When I glance up, Sloane’s lips twitch. It’s almost a smile. Her eyes are a little softer.
Fuck.
Just as I suspected. She’s fucking relieved.
I’ll absorb the venom of this burning sting. I drop my head into my hands. She’ll never know I remember every second of my embarrassing, unrequited confession. I’ll never forget the way her skin flushed such a pretty shade of pink when I said she was beautiful. I would have crawled across the table to kiss those plump lips when they pursed as I spilled my secrets between us.
I need to get it through my fucking thick skull. She will never want more than this. But I refuse to lose her. Sloane is the only person in the world who can look at my monster and find a friend. And I know she needs a friend just as much as I do. Maybe more.

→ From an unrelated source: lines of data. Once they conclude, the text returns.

PR #115, opened 2017-09-08
Added more info in contributing file and fixed typing errors

mish24:
Added the following information:
1. about commit messages
2. Python 3 compatibility
3. branches

also fixed typing issues

### DIFF
--- a/README.md
+++ b/README.md
@@ -4,7 +4,7 @@
 
 This repo is the source for ODK documentation.
 
-## Current Status — Live! (But still new.)
+## Current Status — Live! (But still new)
 
 Our new documentation website is live at https://docs.opendatakit.org
 
@@ -14,8 +14,8 @@ This is still a new project, and most of the useful documentation is still at th
 
  - Docs are being aggregated, rewritten, edited, and expanded into this repo.
  - The first things we've done are:
-    - a getting started guide
-    - contributors guide
+    - a __Getting Started__ guide
+    - a __Contributors__ guide
  - This repo will be used as a single source for documentation for all ODK components.
     - There are good reasons for separating the docs into individual repos for each component. We may do this in the future. [Please see this ODK Forum thread to discuss whether to keep all the docs together or disaggregate them.](https://forum.opendatakit.org/t/docs-structure-discussion-one-or-many-repos/7080)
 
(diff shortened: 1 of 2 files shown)


adammichaelwood:
These are good fixes and additions. I think the additional information is very helpful.
And **the build passes** - so that's excellent.

Few things to improve:

## Python virtual-env

The problem with `pip install virtualenv` (instead of python3-venv) is if your system python is python 3, instead of python 2. 

I don't know what the Linux situation is, but Macs ship with Python 2 -- I (and others) use the python 2 venv to create python 3 environments.

I don't know if all that context is needed, but it might be helpful to be more clear: *If you get an error like the following (show code block with error) then you need to install the python 3 virtual environment package (show code block with install command.*

Additionally, `apt-get` only works on particular Linux distros. Perhaps make a note of that. Also, Is there a reason you suggested `apt-get` instal of `pip install`?

## Commits in workflow

Thank you for noticing that I forgot to tell people to commit before pushing. If we had non-coding contributors they would have been very confused.

I suggest moving the commit portion to *before* "Once your work on the issue is completed, push your branch to your GitHub repo". It comes first logically, and I think we want to encourage folks to commit as they work.

## Amending commits

I'm concerned about mentioning amending commit messages after you've pushed a commit. This requires the `-f` ("force") flag when re-pushing, which has the potential to cause other problems to an inexperienced committer. I also have a hard time thinking we would ask someone to rename their commits.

“Are you okay?” she asks, her voice barely more than a whisper.
“Yeah. It’s just the drugs,” I lie again. I make a vow right this instant that it will be the last lie I ever tell Sloane Sutherland. “I feel like shit.”
Truth.
“I imagine you do. I know how it goes,” she says. She pulls the bowl away when she seems reasonably sure I’m done. “Well, not the eating people part. I don’t know about that.”

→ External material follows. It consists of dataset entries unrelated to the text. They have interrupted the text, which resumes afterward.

PR #116, opened 2017-09-08
Displayed the glossary points in a proper manner

mish24:
Before the PR
screenshot from 2017-09-08 09-28-44

After the PR
screenshot from 2017-09-08 09-26-48

### DIFF
--- a/glossary.rst
+++ b/glossary.rst
@@ -1,92 +1,95 @@
+********
 Glossary
-==============
+********
 
 .. ODK-compatible tools
 
 .. glossary:: :sorted:
 
-  participant
+participant
+***********
 
-    A person being interviewed by a user of :term:`Collect`. (Also sometimes called a "subject".)
+* A person being interviewed by a user of :term:`Collect`. (Also sometimes called a "subject")
 
-  enumerator
+enumerator
+**********
 
-    A person who conducts a survey.
+* A person who conducts a survey.
 
-  Collect
+Collect
+*******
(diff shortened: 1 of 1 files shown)


adammichaelwood:
Thank you for your work.

Unfortunately, this change is not needed or helpful. The glossary uses a specific syntax, not headlines and bullets.

adammichaelwood:
Also - please build the docs locally before submitting PRs.
If you had done so, you would have seen massive numbers or warnings, as this change broke all `:term:` links.

mish24:
@adammichaelwood I got the warnings, but didn't know that is was not required. Sorry!

adammichaelwood:
It's okay. We're all learning.

Maybe you could amend the contributors guide:
**If you submit a pull request that will create build errors, you must include a note mentioning what those errors are, and why they are ok to leave in.**

Should probably just say that we do not accept PRs with build errors or warnings. 
I originally thought we'd allow some warnings (particularly missing cross references, since that might indicate future-planning), but it's actually too complicated to sort out what to accept and not, so we just don't allow any warnings or errors at all.

adammichaelwood:
You could also file an issue and then submit a PR adding info on the glossary syntax, and using the `:term:` cross reference.

http://www.sphinx-doc.org/en/stable/markup/para.html?highlight=glossary

http://www.sphinx-doc.org/en/stable/markup/inline.html#role-term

I give her a half-hearted glare which only serves to brighten her smile before she turns away and carries the bowl to set it in the hall, muttering to herself about dealing with it later. There’s a groan of pain from the end of the table and I’m a little grateful for something else to focus on besides the burn in my throat.
I look toward Thorsten. And for the first time, I really focus on the scene around me.
“Orb Weaver,” I whisper, my breath catching in my chest at the beautiful horror of an intricate web that shimmers in the candlelight. “Sloane…how?”